PROBLEM TO WORK ON:
Reproduce exactly, and only, the lines below from the one containing "This could get" through the one containing "Thanks for the".

DATA TO USE:
PR #167, opened 2022-08-07
Update re path

### LINKED ISSUE #60: Rewrite re_path() calls into path()
For people who did find/replace of `url()` to `re_path()`, we could help by applying the same rewriting logic of `url()` to convert `re_path()` to `path()`

This could get a little awkward with removing `re_path()` if it's no longer needed, tracking if that's needed.

UnknownPlatypus:
Resolves #60 

Let me know if my approach is fine for you.
I had to alter some of the existing implementation to keep track of the rewritten nodes and update the imports.


adamchainz:
Thanks for the contribution. I was considering merging it just now before releasing 1.8.0 with #169 , but held off.

Rewriting URL's to `path` *can* cause issues, in rare cases, because it can change types, as reported in [this comment](https://github.com/adamchainz/django-upgrade/issues/60#issuecomment-972716806). For example, the `int` path converter returns an int, where the equivalent regex would still return a string that the view needed to cast.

WRITTEN RESPONSE:
This could get a little awkward with removing `re_path()` if it's no longer needed, tracking if that's needed.

UnknownPlatypus:
Resolves #60 

Let me know if my approach is fine for you.
I had to alter some of the existing implementation to keep track of the rewritten nodes and update the imports.


adamchainz:
Thanks for the contribution. I was considering merging it just now before releasing 1.8.0 with #169 , but held off.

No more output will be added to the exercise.